= Beginning of Section =

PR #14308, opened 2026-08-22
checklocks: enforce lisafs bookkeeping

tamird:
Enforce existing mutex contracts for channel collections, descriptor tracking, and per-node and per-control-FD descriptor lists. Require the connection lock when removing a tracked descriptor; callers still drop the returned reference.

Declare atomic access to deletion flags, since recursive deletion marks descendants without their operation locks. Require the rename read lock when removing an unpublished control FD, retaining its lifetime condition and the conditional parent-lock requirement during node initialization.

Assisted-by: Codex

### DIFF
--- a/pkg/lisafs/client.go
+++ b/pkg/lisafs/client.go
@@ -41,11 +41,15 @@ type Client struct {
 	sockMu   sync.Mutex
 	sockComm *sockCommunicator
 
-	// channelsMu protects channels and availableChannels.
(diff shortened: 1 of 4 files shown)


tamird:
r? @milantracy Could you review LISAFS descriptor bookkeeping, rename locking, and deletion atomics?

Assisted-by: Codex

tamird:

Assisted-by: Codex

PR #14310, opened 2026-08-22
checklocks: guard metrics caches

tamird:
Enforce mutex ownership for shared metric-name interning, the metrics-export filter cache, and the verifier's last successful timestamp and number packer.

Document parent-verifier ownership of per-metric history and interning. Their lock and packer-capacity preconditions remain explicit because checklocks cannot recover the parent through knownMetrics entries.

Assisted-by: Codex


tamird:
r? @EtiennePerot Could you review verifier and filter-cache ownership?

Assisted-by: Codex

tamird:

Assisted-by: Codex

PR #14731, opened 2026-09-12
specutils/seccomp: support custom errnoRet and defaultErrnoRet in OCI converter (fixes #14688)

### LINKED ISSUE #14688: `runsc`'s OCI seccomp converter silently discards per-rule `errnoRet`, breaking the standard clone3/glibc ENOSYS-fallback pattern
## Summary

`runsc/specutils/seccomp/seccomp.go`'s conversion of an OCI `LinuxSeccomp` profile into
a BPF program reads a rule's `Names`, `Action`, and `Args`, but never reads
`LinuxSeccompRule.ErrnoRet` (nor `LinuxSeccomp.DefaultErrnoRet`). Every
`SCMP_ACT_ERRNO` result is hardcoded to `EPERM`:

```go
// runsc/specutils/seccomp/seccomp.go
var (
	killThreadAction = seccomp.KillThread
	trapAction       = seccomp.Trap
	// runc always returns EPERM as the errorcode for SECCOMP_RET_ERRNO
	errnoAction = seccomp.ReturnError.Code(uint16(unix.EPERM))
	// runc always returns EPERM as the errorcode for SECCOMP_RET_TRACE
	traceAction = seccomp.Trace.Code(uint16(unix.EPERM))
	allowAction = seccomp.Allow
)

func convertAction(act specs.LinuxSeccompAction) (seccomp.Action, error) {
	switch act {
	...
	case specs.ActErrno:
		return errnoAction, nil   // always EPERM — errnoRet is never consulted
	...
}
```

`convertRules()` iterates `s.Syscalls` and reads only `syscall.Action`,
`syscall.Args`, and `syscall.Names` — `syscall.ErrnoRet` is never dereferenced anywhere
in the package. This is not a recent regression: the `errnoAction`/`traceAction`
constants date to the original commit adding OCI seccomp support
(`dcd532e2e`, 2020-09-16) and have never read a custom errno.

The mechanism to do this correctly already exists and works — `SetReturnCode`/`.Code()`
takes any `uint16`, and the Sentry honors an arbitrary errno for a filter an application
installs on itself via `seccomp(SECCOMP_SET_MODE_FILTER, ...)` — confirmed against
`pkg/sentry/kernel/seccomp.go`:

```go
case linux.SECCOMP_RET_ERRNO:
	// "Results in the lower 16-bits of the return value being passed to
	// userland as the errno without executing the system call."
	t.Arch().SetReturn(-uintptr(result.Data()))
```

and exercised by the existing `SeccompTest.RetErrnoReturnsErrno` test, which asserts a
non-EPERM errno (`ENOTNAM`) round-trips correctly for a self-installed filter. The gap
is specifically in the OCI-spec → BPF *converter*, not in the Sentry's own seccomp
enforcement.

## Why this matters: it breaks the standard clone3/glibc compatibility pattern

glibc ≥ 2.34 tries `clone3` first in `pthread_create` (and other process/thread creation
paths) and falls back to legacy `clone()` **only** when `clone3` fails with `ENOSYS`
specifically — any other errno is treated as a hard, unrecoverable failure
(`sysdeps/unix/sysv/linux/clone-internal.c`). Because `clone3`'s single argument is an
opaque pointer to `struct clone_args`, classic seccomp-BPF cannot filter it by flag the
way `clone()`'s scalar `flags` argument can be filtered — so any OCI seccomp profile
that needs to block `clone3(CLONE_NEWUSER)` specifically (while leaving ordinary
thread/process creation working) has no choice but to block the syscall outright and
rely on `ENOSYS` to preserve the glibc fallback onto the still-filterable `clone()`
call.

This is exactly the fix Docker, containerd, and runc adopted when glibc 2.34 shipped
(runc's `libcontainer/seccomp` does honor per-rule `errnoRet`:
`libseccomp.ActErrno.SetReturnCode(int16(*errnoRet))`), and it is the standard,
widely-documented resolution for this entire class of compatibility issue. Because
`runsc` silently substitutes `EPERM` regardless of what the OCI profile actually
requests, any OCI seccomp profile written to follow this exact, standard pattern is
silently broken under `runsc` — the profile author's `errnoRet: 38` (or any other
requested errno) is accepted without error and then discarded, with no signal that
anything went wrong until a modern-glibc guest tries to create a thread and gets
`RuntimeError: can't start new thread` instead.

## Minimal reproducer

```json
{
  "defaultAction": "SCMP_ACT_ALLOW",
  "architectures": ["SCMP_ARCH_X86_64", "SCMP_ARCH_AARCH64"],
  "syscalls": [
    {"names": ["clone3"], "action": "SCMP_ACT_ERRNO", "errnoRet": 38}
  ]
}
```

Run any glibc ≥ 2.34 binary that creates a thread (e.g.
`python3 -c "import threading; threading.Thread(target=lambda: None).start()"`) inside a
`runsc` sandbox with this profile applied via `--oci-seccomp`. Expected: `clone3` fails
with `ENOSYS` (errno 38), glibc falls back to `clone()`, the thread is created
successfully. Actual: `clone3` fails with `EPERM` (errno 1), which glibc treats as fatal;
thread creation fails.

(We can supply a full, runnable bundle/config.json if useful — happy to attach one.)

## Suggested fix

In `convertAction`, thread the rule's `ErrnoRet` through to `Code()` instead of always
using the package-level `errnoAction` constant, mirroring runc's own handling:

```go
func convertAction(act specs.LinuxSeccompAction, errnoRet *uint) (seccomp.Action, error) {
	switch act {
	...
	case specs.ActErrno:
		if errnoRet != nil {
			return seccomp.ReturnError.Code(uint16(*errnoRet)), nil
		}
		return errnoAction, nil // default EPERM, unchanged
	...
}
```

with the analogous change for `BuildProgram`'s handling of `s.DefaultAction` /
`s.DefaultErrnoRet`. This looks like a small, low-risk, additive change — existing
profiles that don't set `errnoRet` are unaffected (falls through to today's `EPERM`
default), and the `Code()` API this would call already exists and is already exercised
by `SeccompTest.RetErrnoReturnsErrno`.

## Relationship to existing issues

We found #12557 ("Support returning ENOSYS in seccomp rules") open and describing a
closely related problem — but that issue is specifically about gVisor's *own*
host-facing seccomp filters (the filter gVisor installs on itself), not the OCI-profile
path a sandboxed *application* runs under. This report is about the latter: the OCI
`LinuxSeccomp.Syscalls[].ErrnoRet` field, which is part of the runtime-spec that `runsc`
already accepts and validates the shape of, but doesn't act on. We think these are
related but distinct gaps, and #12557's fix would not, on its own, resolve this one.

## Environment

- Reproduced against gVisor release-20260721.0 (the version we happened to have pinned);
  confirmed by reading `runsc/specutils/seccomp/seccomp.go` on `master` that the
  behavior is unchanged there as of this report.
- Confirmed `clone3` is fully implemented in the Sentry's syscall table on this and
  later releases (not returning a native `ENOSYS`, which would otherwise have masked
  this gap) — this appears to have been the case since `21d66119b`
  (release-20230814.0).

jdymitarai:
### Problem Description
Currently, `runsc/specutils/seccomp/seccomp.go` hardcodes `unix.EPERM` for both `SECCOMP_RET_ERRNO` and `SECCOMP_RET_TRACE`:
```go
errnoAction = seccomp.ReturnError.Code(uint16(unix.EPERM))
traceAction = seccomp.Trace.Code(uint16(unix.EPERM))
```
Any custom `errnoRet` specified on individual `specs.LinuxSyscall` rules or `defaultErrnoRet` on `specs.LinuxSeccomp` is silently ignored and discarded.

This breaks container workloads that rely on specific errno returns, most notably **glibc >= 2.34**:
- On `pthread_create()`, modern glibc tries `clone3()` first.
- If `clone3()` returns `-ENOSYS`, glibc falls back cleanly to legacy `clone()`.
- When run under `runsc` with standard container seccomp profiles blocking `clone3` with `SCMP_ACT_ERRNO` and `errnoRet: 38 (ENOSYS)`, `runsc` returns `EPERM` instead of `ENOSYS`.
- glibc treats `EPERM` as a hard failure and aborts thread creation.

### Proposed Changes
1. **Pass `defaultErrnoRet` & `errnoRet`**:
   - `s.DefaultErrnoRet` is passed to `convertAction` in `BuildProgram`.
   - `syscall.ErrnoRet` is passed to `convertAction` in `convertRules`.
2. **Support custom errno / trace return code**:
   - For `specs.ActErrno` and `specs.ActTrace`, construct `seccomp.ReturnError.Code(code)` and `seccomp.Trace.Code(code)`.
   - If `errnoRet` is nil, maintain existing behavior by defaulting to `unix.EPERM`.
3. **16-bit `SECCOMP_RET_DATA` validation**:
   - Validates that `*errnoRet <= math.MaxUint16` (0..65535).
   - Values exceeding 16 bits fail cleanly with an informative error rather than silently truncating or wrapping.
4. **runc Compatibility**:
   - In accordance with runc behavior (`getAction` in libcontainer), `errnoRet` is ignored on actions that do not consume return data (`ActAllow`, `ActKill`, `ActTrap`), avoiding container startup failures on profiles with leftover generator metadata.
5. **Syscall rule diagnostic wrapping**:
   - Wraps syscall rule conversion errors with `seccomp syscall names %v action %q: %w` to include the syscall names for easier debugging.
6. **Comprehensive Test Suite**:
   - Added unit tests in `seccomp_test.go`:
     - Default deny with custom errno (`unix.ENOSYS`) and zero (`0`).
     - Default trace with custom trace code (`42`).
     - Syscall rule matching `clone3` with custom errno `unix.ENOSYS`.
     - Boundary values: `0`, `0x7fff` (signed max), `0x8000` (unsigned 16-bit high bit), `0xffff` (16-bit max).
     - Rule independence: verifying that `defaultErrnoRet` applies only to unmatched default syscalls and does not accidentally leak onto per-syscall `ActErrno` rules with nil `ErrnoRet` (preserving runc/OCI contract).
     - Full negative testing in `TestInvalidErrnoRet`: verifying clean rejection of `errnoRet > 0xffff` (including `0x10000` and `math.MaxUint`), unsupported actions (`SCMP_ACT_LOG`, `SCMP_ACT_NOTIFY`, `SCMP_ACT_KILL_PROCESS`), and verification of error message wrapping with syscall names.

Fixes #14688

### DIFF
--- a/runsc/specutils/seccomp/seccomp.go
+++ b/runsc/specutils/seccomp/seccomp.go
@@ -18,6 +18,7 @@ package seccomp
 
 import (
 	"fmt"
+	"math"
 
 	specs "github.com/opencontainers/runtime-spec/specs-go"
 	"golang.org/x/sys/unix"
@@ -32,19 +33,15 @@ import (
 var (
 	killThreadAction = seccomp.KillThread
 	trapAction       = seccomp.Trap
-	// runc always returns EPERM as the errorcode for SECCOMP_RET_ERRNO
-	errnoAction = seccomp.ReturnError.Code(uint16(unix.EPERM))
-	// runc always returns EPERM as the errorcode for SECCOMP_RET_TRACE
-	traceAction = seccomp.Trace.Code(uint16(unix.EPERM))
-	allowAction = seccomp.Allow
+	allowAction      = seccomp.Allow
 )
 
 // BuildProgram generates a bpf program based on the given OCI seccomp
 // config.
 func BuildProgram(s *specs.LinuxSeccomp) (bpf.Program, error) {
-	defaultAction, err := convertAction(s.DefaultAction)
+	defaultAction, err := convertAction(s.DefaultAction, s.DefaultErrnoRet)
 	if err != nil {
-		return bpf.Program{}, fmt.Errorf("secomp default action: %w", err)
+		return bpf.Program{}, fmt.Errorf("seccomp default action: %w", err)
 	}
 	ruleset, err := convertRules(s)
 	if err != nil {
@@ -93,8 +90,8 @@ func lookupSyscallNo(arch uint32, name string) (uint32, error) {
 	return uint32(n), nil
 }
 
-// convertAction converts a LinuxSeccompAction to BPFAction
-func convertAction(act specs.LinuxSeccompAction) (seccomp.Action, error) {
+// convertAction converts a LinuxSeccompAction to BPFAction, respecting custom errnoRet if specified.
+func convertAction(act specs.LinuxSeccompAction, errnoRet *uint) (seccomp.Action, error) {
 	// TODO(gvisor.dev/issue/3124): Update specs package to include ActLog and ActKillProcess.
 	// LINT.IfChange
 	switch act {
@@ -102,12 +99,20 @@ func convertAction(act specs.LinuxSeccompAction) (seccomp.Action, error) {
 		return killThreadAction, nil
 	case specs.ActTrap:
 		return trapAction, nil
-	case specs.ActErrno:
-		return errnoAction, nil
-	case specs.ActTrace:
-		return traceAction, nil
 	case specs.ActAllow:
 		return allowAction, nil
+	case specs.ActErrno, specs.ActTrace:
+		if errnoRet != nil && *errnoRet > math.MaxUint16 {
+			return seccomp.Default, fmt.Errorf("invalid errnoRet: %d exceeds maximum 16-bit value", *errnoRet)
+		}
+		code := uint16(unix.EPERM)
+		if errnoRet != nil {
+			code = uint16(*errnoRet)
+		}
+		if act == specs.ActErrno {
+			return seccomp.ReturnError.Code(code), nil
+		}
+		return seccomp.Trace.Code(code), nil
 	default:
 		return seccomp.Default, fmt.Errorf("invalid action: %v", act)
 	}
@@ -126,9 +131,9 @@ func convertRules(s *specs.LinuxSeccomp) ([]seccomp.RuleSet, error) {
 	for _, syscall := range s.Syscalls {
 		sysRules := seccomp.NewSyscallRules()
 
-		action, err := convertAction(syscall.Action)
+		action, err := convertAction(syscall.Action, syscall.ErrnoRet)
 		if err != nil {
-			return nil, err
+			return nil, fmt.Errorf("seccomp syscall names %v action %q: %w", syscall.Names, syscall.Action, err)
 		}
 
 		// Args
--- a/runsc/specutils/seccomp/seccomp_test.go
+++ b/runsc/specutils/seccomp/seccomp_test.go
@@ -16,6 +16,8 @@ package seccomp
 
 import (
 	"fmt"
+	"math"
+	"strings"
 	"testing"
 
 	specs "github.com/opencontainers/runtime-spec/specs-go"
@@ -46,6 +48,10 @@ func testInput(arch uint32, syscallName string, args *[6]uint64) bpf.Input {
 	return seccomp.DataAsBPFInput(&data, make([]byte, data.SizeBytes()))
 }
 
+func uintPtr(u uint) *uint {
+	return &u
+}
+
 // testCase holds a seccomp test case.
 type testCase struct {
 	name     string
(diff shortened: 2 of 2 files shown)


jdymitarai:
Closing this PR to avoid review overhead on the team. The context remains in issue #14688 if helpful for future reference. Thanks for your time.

= End of Section =

In the entries above, locate every line with the word "discarded" and copy it.

requested errno) is accepted without error and then discarded, with no signal that
Any custom `errnoRet` specified on individual `specs.LinuxSyscall` rules or `defaultErrnoRet` on `specs.LinuxSeccomp` is silently ignored and discarded.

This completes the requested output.